Aplicativo. Crivella afirmou que a principal reivindicação dos taxistas, a regulamentação dos aplicativos, depende da Justiça. “O Uber está trabalhando com base numa liminar concedida pela Justiça. Na última sexta-feira estive com o presidente do Tribunal de Justiça para pedir agilidade no julgamento do mérito, mas estamos em período de recesso. Quem vai determinar o que pode ou não é a Justiça, com base nos preceitos constitucionais”, afirmou. “A liminar não abrange os outros aplicativos (Cabify e 99), mas se tomarmos qualquer medida contra eles é claro que também vão recorrer à Justiça. Então é preciso aguardar essa decisão sobre o Uber”, disse.

“O que a prefeitura pode oferecer é um aplicativo, que já está em testes e vai permitir ao taxista benefícios semelhantes aos dos aplicativos que já existem, sem cobrar nenhuma taxa", afirmou o prefeito, referindo-se ao Taxi.Rio, lançado em maio e atualmente em teste por 500 profissionais. “Algumas das reivindicações dos taxistas já foram atendidas, como a ampliação de seis para oito anos de vida útil dos táxis convencionais”, disse Crivella, que anunciou a intenção de restringir o acesso a aeroportos e alguns pontos turísticos a táxis. “Seria uma forma de equilibrar a concorrência”, defendeu. A medida ainda está em estudo. “Não queremos o fim dos táxis, até porque eles ajudam a manter a concorrência. Quem garante que, se não houver mais táxis, o valor dos aplicativos não vai aumentar?”
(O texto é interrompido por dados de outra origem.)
PR #67, opened 2022-03-17
Add test /functional/tenant-allowlist-sanity

kkaarreell:


sergio-correia:
@kkaarreell: unrelated question: I was looking at the testing farm results and I was expecting to see the commit/revision the `/setup/install_upstream_keylime` test was using when cloning the upstream repo, but I could not find it. Is it there somehow?

kkaarreell:
@sergio-correia Commit is not being used for Testing farm / `tmt`. Instead, the repository (i.e. branch in PR) is uploaded to a test system and `tmt` command is issued from that directory. This is the reason why we are doing this
https://github.com/keylime/keylime/blob/master/packit-ci.fmf#L7
so we can get to keylime sources later in `/setup/install_upstream_keylime`.
Additionally, it is easy to run keylime-tests from local keylime branch.

kkaarreell:
I think we can add this, although sometimes the information won't be available, keylime may not be a repo but extracted archive. Also, files may be modified on a test system.. Maybe we should print something like `git status` to check for changes.

sergio-correia:
By the way, you can now revert https://github.com/RedHat-SP-Security/keylime-tests/pull/67/commits/ece3341f

PR #68, opened 2022-03-18
Run upstream bits as keylime user

kkaarreell:
Enables service file installation in the /setup/install-upstream-keylime task.
Also, since current service files start all services under `keylime` user we need to do some adjustments
in services files and `lib.sh` so that coverage measurements remain functional.


kkaarreell:
Test results looks good. Failures on distribution keylime are expected as these are caused by missing patches.

sergio-correia (approved):

kkaarreell:
Let's make one more test run with current upstream bits.

PR #69, opened 2022-03-23
Update basic-attestation-on-localhost to use custom certificates

kkaarreell:
There are already several tests that are using certificates generated by verifier but there is no test using custom certificate except the Multihost one. As a result scenario with custom certificates is not tested in CI.
This change is updating /functional/basic-attestation-on-localhost to generate and use custom certificates.


kkaarreell:
All test failures are expected.

PR #77, opened 2022-04-05
Fix code coverage measurement for async code

kkaarreell:
We need to set --concurrency parameter accordingly and follow
https://coverage.readthedocs.io/en/stable/cmd.html?highlight=concurrency#cmd-run


kkaarreell:
All tests failures on distribution code are expected.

Os testes do aplicativo criado pela prefeitura devem terminar no fim de agosto, quando ele poderá ser adotado por qualquer taxista. A tarifa básica será a mesma do taxímetro, mas motorista e passageiro poderão combinar descontos previamente. “Não cabe à prefeitura definir que tipo de desconto o taxista vai oferecer. Isso deve ser negociado entre o cliente e o motorista. Então, nossa ideia é que o passageiro, ao pedir o táxi, estabeleça qual desconto pretende obter. Os taxistas também vão escolher até quanto querem oferecer de desconto, então quando o passageiro determinar seu desconto terá acesso àqueles taxistas que aceitam esse valor. Quando o desconto coincidir, passageiros e taxistas serão colocados em contato”, explicou Fábio Pimentel, presidente da Empresa Municipal de Tecnologia, responsável pela criação da ferramenta.